WHAT TO WORK ON
For each line in the data below that holds "opened", return a copy.

Stored items

PR #2942, opened 2019-04-30
Fix heading size on empty templates page

quis:
This is a special case which I missed when doing the rationalisation in https://github.com/alphagov/notifications-admin/pull/2937

***

image


quis:
Also add the template folder navigation even for teams who don’t have folders, because these pages don’t have a `◀ Back` link

image

PR #2943, opened 2019-05-01
Add service-specific versions of agreement page 

quis:
*This pull request is mostly moving things around – substantive changes are in 35bf42b*

***

Our usability testing found that jumping out of the service when going to download the agreement made it difficult for people to find their way back to the ‘Request to go live’ page.

This commit adds a duplicate, service-specific versions of these pages which have the same content but:
- keep the service navigation
- have a link back to the ‘Request to go live’ page

This gives us a place to – in the future – let people accept the agreement online.

***

Before | After 
---|---
image | image


app/main/views/agreement.py
```diff
@@ -10,12 +10,21 @@
...
 def agreement():
     return render_template(
-        'views/{}.html'.format(current_user.default_organisation.as_jinja_template),
+        'views/agreement/{}.html'.format(current_user.default_organisation.as_jinja_template),
         owner=current_user.default_organisation.name,
         navigation_links=features_nav(),
     )
 
 
+@main.route('/service/<uuid:service_id>/agreement')
```
servingUpAces:
```suggestion
@main.route('/services/<uuid:service_id>/agreement')
```

PR #2944, opened 2019-05-01
Allow replacing a revoked key

quis:
We had someone wondering why they couldn’t do this. Seems legit to allow it, especially since revoked API keys never get completely deleted.


quis:
@leohemsted I knew there was a reason this wasn’t so simple… Can `expiry_date` be made part of the constraint? That should mean you can only have one non-revoked key with a given name at any one time.

PR #2951, opened 2019-05-03
Provide Performance Platform report as Excel file

quis:
This is the format we need to upload it to Performance Platform in, so this means not having to manually re-save it as Excel.


CrystalPea:
I think tests need updating, otherwise it should be ready to go :)

PR #2953, opened 2019-05-07
Don’t convert Excel reports to CSV before output

quis:
Converting Python data to CSV makes every field a string. This means that in the report we return to the user every field will be a string, even if it’s come from an `int` type in Python. This is because the CSV ‘standard’ doesn’t support any kind of typing.

Excel does support types for fields, so we can make our reports more useful by preserving these types. This is particularly relevant in the report we generate for performance platform, which needs the `count` column to be a number type.

This commit adds extra code paths to the `Spreadsheet` class which mean that it can be instantiated from either CSV data or a list of Python data. Previously we were converting the Python data to CSV as an intermediate step, before instantiating the class.

### DIFF
--- a/app/utils.py
+++ b/app/utils.py
@@ -226,7 +226,10 @@ class Spreadsheet():
     def __init__(self, csv_data, filename=''):
         self.filename = filename
         self.as_csv_data = csv_data
-        self.as_dict = {
+
+    @property
+    def as_dict(self):
+        return {
             'file_name': self.filename,
             'data': self.as_csv_data
         }
--- a/app/utils.py
+++ b/app/utils.py
@@ -280,7 +280,7 @@ class Spreadsheet():
         extension = cls.get_extension(filename)
 
         if extension == 'csv':
-            return cls(Spreadsheet.normalise_newlines(file_content), filename=filename)
+            return cls(csv_data=Spreadsheet.normalise_newlines(file_content), filename=filename)
 
         if extension == 'tsv':
             file_content = StringIO(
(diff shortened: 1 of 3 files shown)


app/utils.py
```diff
@@ -245,27 +264,23 @@ def normalise_newlines(file_content):
...
+            filename=filename,
         )
 
     @classmethod
     def from_file(cls, file_content, filename=''):
         extension = cls.get_extension(filename)
 
         if extension == 'csv':
-            return cls(Spreadsheet.normalise_newlines(file_content), filename)
+            return cls(Spreadsheet.normalise_newlines(file_content), filename=filename)
```
leohemsted: can you make this `csv_data=Spreadsheet....` to make it clear that this is different to the rows=rows call above?

app/utils.py
```diff
@@ -223,14 +223,33 @@ class Spreadsheet():
...
     allowed_file_extensions = ['csv', 'xlsx', 'xls', 'ods', 'xlsm', 'tsv']
 
-    def __init__(self, csv_data, filename=''):
+    def __init__(self, csv_data=None, rows=None, filename=''):
+
         self.filename = filename
-        self.as_csv_data = csv_data
-        self.as_dict = {
+
+        if csv_data and rows:
```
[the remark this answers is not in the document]
quis: Cool, but I don’t want it to raise an exception when called with an empty file (because this code is used in the ‘upload recipients’ journey and it’s totally possible that someone could upload an empty file).

app/utils.py
quis: Good idea, changed in 20e774ca3

PR #2954, opened 2019-05-07
Allow Welsh characters in SMS templates

klssmith:
- Brings in the latest version of notifications-utils which allows Welsh characters in SMS templates.
- Renamed some code to make it clear that Welsh characters are allowed in addition to GSM characters.
- Updated the pricing page to show the new prices for SMS with certain Welsh characters:

Screen Shot 2019-05-15 at 14 20 22

[Pivotal story](https://www.pivotaltracker.com/story/show/165672985)

Needs to be merged after:
- [x] https://github.com/alphagov/notifications-utils/pull/606

### DIFF
--- a/app/templates/views/pricing.html
+++ b/app/templates/views/pricing.html
@@ -40,10 +40,10 @@
     <p>See <a href="#paying">how to pay</a>.
 
     <h3 class="heading-small">Long text messages</h3>
-    <p>If a text message is beyond a certain length, it’ll be charged as more than one message:</p>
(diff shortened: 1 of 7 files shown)


app/templates/views/pricing.html
```diff
@@ -61,6 +61,29 @@ <h3 class="heading-small">Long text messages</h3>
         {% endfor %}
       {% endcall %}
     </div>
+    <h3 class="heading-small">Text messages containing Welsh characters</h3>
```
quis: Don’t need the heading here:
```suggestion
```

PR #4467, opened 2022-11-24
bump utils to v58

leohemsted:
uses brand_alt_text rather than brand_name in the email template code

Note that when we pass in params, currently, we're only passing in type, colour and logo. `text`, `name` and `alt_text` are only populated in the email_template endpoint if it's called with a UUID for an existing branding option


tombye (approved):
Looks straightforward to me 👍🏻

PR #4468, opened 2022-11-24
Refactor email preview view to use `EmailBranding` model

quis:
This:
- makes for less manual introspection of dictionaries
- lets us encapsulate some of the logic around branding better

### DIFF
--- a/app/main/views/index.py
+++ b/app/main/views/index.py
@@ -76,22 +76,19 @@ def email_template():
         "content": render_template("example-email.md"),
     }
 
-    if not bool(request.args):
-        resp = make_response(str(HTMLEmailTemplate(template)))
-    else:
-        resp = make_response(
-            str(
-                HTMLEmailTemplate(
-                    template,
-                    govuk_banner=branding.has_govuk_banner,
-                    brand_text=branding.text,
-                    brand_colour=branding.colour,
-                    brand_logo=branding.logo_url,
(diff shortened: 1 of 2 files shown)


samuelhwilliams (approved):

app/main/views/index.py
```diff
@@ -66,48 +59,36 @@ def design_content():
 
 @main.route("/_email")
 def email_template():
-    branding_style = request.args.get("branding_style", "govuk")
+    branding_style = request.args.get("branding_style")
 
     if not branding_style or branding_style in {"govuk", FieldWithNoneOption.NONE_OPTION_VALUE}:
-        source = {"brand_type": "govuk"}
+        branding = EmailBranding.from_id(None)
```
leohemsted, line 65: i think what could potentially be even nicer is a class method for the govuk branding (so we dont need to think about the ID=None abstraction at all)

```python
class EmailBranding:
  @classmethod
  def govuk_branding(cls):
    return cls.from_id(None)

...
source = EmailBranding.govuk_branding()
```

leohemsted (approved):

app/main/views/index.py
quis: Nice, added in https://github.com/alphagov/notifications-admin/pull/4468/commits/a9601f009f0873cbf1fbc57eec8b9235290ec7d6

PR #4470, opened 2022-11-25
Platform admin set alt text

leohemsted:
image


app/navigation.py
```diff
@@ -102,8 +101,9 @@ class HeaderNavigation(Navigation):
             "platform_admin_reports",
             "platform_admin_returned_letters",
             "platform_admin_splash_page",
+            "platform_admin_create_email_branding",
```
samuelhwilliams, line 104: optional nit: tThese are not quite alphabetical 🙃

app/main/views/email_branding.py
```diff
@@ -53,6 +53,7 @@ def platform_admin_update_email_branding(branding_id, logo=None):
 
     form = AdminEditEmailBrandingForm(
         name=email_branding.name,
+        alt_text=email_branding.alt_text,
         text=email_branding.text,
         colour=email_branding.colour,
         brand_type=email_branding.brand_type,
```
samuelhwilliams, line 59: We can just replace this whole block with `form = AdminEditEmailBrandingForm(obj=email_branding)`

leohemsted: niiiice. did not know that was a thing.

app/navigation.py
leohemsted: yeah, was intentional cos i wanted create and update email branding next to each other :can_of_worms:

app/main/forms.py
```diff
@@ -1629,6 +1630,28 @@ def validate_name(self, name):
...
+            err_msg = "Must have exactly one of alt_text and text"
+            if self.alt_text.data and self.text.data:
+                self.alt_text.errors.append(err_msg)
+                self.text.errors.append(err_msg)
+                return False
+
+            if not (self.alt_text.data or self.text.data):
+                self.alt_text.errors.append(err_msg)
+                self.text.errors.append(err_msg)
+                return False
```
samuelhwilliams, line 1651: optional nit: these can probably just be a single `if` statement; they do the same thing?

app/templates/views/email-branding/manage-branding.html
```diff
@@ -31,7 +34,8 @@
       {% call form_wrapper() %}
         <div class="form-group">
           <div style='margin-top:15px;'>{{form.name}}</div>
-          <div style='margin-top:15px;'>{{form.text}}</div>
+          <div style='margin-top:15px;'>{{ form.alt_text(param_extensions={'hint': {'text': 'must provide one of alt_text and text'}}) }}</div>
```
samuelhwilliams, line 37: optional nit: we might want to change these to `govuk-!-margin-top-x` 🤔

samuelhwilliams (commented):
Last commit can probably be squashed as a fixup as well

app/main/forms.py
leohemsted: changed to separate messages in https://github.com/alphagov/notifications-admin/pull/4470/commits/abcad9a639d056a3a70c740a7ebb7b05cd09fe70

app/templates/views/email-branding/manage-branding.html
leohemsted: did some experimenting and they don't need to be in divs at all (but i added the class to the form-group div instead)

🚮

leohemsted: [e2b531c](https://github.com/alphagov/notifications-admin/pull/4470/commits/e2b531c6e8824673c570fa058687ee6f053f2355)

app/main/forms.py
```diff
@@ -1627,7 +1627,10 @@ class AdminPreviewBrandingForm(StripWhitespaceForm):
 
 class AdminEditEmailBrandingForm(StripWhitespaceForm):
     name = GovukTextInputField("Name of brand")
-    text = GovukTextInputField("Text")
+    text = GovukTextInputField("Logo Text", param_extensions={"hint": {"text": "Text that appears beside the logo"}})
```
samuelhwilliams, line 1630: Temp content or not, `Logo Text` probably doesn't need the capitalisation on the `T`. Same for alt text and the hints.

leohemsted: No, I think this was intentional. CC @karlchillmaid

leohemsted: This isn't temp content now, this is final. its just the service setting page stuff which karl is still playing with.

(I don't mind if karl or saima have a look just to double check capitalisation and stuff)

app/main/forms.py
```diff
@@ -1644,6 +1647,27 @@ def validate_name(self, name):
...
+
+            if self.alt_text.data and self.text.data:
+                self.text.errors.append("If you enter logo text you do not need Alt Text")
+                self.alt_text.errors.append("Must be empty")
+                return False
+
+            if not (self.alt_text.data or self.text.data):
+                self.text.errors.append("If you do not need logo text you must enter Alt Text")
+                self.alt_text.errors.append("Cannot be empty")
+                return False
```
samuelhwilliams, line 1667: I think these errors are a bit weird. We probably only want one of the fields to error in each case.

If they provide both, then add `If you enter logo text you do not need alt text` to the `alt_text` field only.
If they don't provide either, then add `You must have alt text if you do not have any logo text` to `alt_text`

samuelhwilliams (changes requested):
I've tried creating a logo from scratch and if I provide a name and logo text but no alt text, I get a 500 🤔

app/main/forms.py
samuelhwilliams: oh ok. The other fields here don't have title caps? It just feels/looks inconsistent.

app/main/forms.py
samuelhwilliams: Although if content/design have come up with this, then ok 👍

leohemsted: interesting thought. one of my driving thoughts behind the error messages was that you probably are thinking about logo text, and what you need to do with alt text follows from that. so maybe we assume you entered the logo text field correctly, and the alt text is the only one that shows the error?

app/main/forms.py
karlchillmaid: No, cap case was not intentional. I forgot to raise it on Friday because we were focused on the validation errors.

```suggestion
    text = GovukTextInputField("Logo text", param_extensions={"hint": {"text": "Text that appears beside the logo"}})
```

app/main/forms.py
```diff
@@ -1627,7 +1627,10 @@ class AdminPreviewBrandingForm(StripWhitespaceForm):
 
 class AdminEditEmailBrandingForm(StripWhitespaceForm):
     name = GovukTextInputField("Name of brand")
-    text = GovukTextInputField("Text")
+    text = GovukTextInputField("Logo Text", param_extensions={"hint": {"text": "Text that appears beside the logo"}})
+    alt_text = GovukTextInputField(
+        "Alt Text", param_extensions={"hint": {"text": "Text for people who cannot see the logo"}}
```
karlchillmaid, line 1632:
```suggestion
        "Alt text", param_extensions={"hint": {"text": "Text for people who cannot see the logo"}}
```

app/main/forms.py
karlchillmaid: I like the idea of showing only 1 error.

Current thinking:

`Cannot be empty if you do not need/enter logo text`
and
`Must be empty if you need/enter logo text`

Will give it some more thought today and confirm later.

karlchillmaid: Everyone happy with this?

`Cannot be empty if you do not have logo text`

`Must be empty if you enter logo text`

samuelhwilliams: I am 🙌  thanks!

leohemsted: fixed in 64da20b

samuelhwilliams (approved):
Nice 👍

SOLUTION FOR THIS TASK
PR #2942, opened 2019-04-30
PR #2943, opened 2019-05-01
PR #2944, opened 2019-05-01
PR #2951, opened 2019-05-03
PR #2953, opened 2019-05-07
PR #2954, opened 2019-05-07
PR #4467, opened 2022-11-24
PR #4468, opened 2022-11-24
PR #4470, opened 2022-11-25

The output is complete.